• EXTRACTED MATERIAL:
%%

PR #6992, opened 2020-05-11
drastically optimize job host summary creation

ryanpetrello:
see: https://github.com/ansible/awx/issues/6991

PR #7352, opened 2020-06-16
fix a regression in how job host summaries are generated

ryanpetrello:
this change fixes a bug introduced in the optimization at https://github.com/ansible/awx/pull/6992

1. Create inventory with multiple hosts
2. Run a playbook with a limit to match only one host
3. Run job, verify that it only acts on the one host
4. Go to inventory host list and see that all the hosts have last_job updated to point to the job that only acted on one host.

### DIFF
--- a/awx/main/tests/functional/models/test_events.py
+++ b/awx/main/tests/functional/models/test_events.py
@@ -3,7 +3,7 @@ import pytest
 
 from django.utils.timezone import now
 
-from awx.main.models import Job, JobEvent, Inventory, Host
+from awx.main.models import Job, JobEvent, Inventory, Host, JobHostSummary
 
 
 @pytest.mark.django_db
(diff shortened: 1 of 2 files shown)


awx/main/tests/functional/models/test_events.py
```diff
@@ -153,3 +153,58 @@ def test_host_summary_generation_with_deleted_hosts():
...
+            'rescued': {},
+            'skipped': {},
+        },
+        host_map=host_map
+    ).save()
+
+    # since the playbook_on_stats only references one host,
+    # there should *only* be on JobHostSummary record (and it should
+    # be related to the appropriate Host)
+    assert JobHostSummary.objects.count() == 1
```
ryanpetrello, line 202: This assertion...

awx/main/tests/functional/models/test_events.py
```diff
@@ -153,3 +153,58 @@ def test_host_summary_generation_with_deleted_hosts():
...
+    for h in Host.objects.all():
+        if h.name == 'Host 1':
+            assert h.last_job_id == j.id
+            assert h.last_job_host_summary_id == JobHostSummary.objects.first().id
```
ryanpetrello, line 206: ...and this assertion are not _strictly_ addressed by the code changes in this patch (because the host summaries are generated properly before this patch, it's the "last job" reference that's behaving incorrectly), but I figured it was worth verifying while I was here.

awx/main/tests/functional/models/test_events.py
```diff
@@ -153,3 +153,58 @@ def test_host_summary_generation_with_deleted_hosts():
...
+        host_map=host_map
+    ).save()
+
+    # since the playbook_on_stats only references one host,
+    # there should *only* be on JobHostSummary record (and it should
+    # be related to the appropriate Host)
+    assert JobHostSummary.objects.count() == 1
+    for h in Host.objects.all():
+        if h.name == 'Host 1':
+            assert h.last_job_id == j.id
```
ryanpetrello, line 205: _This_ assertion is the point of the patch and reported issue.

AlanCoding (approved):
Oh that's a sneaky bug, once I read your comment about the host names in plabyook_on_stats events the picture became pretty clear to me.

Only thing that nags me for potential future bugs are cases where the hostname Ansible is given is transformed in the process of loading inventory. For example, automatically stripping whitespace, or converting special characters, or URL encoding stuff. If you went looking, you might be able to find something, but it would probably be addressed elsewhere.

kdelee (approved):
thanks for adding assertions for this in tests

ryanpetrello:
@AlanCoding @kdelee @elyezer 

Here's two playbook runs, second run has a limit pointed at one of the two hosts.

image

elyezer (approved):

ryanpetrello:
>  If you went looking, you might be able to find something, but it would probably be addressed elsewhere.

@AlanCoding I suspect that you're right, but I'd rather err on the side of technicalities causing us not to properly establish the Host --> Job link vs what we have now, which is "we're saving the wrong `.last_job_id` when you use `--limit`".

PR #7354, opened 2020-06-16
WIP: enforce bigint migrations on each task manager run (not process startup)

ryanpetrello:


ryanpetrello:
This addresses a race condition that's a little tricky to hit - I want to test this a bit to make sure it addresses the problem.

ryanpetrello:
I want to think more about this later.

PR #7359, opened 2020-06-16
Remove local port binding for postgres in dev env

shanemcd:
I dont think we need to bind this port at the host level. This will allow us to run the galaxy_ng dev tooling side-by-side with AWX.


ryanpetrello (approved):

chrismeyersfsu (approved):

chrismeyersfsu:
Update our `docker-compose-cluster.yml` to remove this port exposure also.

PR #7360, opened 2020-06-16
[foreman] add backwards support for ssl_verify in foreman plugin

jladdjr:
If you wanted to ensure certificates were validated when using the satellite / foreman inventory:
* the (old) script expected the `ssl_verify` source_var
* .. while the plugin expects `validate_certs`

This PR adds support for the old `ssl_verify` source_var in the plugin.

##### ISSUE TYPE
 - Bugfix Pull Request

##### COMPONENT NAME
 - API

##### AWX VERSION
```
awx 12.0.0
```

### DIFF
--- a/awx/main/models/inventory.py
+++ b/awx/main/models/inventory.py
@@ -2596,6 +2596,7 @@ class satellite6(PluginFileInjector):
 
     def inventory_as_dict(self, inventory_update, private_data_dir):
         ret = super(satellite6, self).inventory_as_dict(inventory_update, private_data_dir)
+        ret['validate_certs'] = False
 
         group_patterns = '[]'
         group_prefix = 'foreman_'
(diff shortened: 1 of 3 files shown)


awx/main/models/inventory.py
```diff
@@ -2596,6 +2596,7 @@ def get_plugin_env(self, inventory_update, private_data_dir, private_data_files)
 
     def inventory_as_dict(self, inventory_update, private_data_dir):
         ret = super(satellite6, self).inventory_as_dict(inventory_update, private_data_dir)
+        ret['validate_certs'] = False
```
AlanCoding, line 2599: I don't think we _need_ this line, and I'd rather leave it to the plugin's default in this case.

AlanCoding (approved):

awx/main/models/inventory.py
jladdjr: Okay - I thought that since we're advertising the settings in https://github.com/ansible-collections/community.general/blob/master/scripts/inventory/foreman.ini#L124, that it made sense to pin `validate_certs` to the static value in that file (in case things _do_ change in the plugin).

Then again, I can also see it making sense to follow the plug-in's behavior (and am happy to go either way).

Feel like we're stuck in this weird limbo right now where we want to support backwards compatiblity, but at some point it seems like we'll want to move on and adopt what's in the plugin without managing it / locking it down too much.

PR #9289, opened 2021-02-10
Replace Local Docker Install with Community Docker-Compose

rooftopcellist:
Issue: https://github.com/ansible/awx/issues/9125

Initial WIP PR for Replacing the Local Docker installation with a docker-compose method close to what we do for the development environment.  

##### ISSUE TYPE

 - Feature Pull Request

##### COMPONENT NAME

 - Installer

##### AWX VERSION

```
AWX 50.0.0
```

##### ADDITIONAL INFORMATION

```

```

PR #9387, opened 2021-02-22
Mount SECRET_KEY into dev env & document it

rooftopcellist:
##### SUMMARY
As part of https://github.com/ansible/awx/pull/9289, we need to actually mount the SECRET_KEY file into the awx container to be able to use the migrated data.  

##### ISSUE TYPE

 - Bugfix Pull Request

%%

• DIRECTIONS:
Select and copy every line from the records that includes the word "shortened".

• FINAL ANSWER:
(diff shortened: 1 of 2 files shown)
(diff shortened: 1 of 3 files shown)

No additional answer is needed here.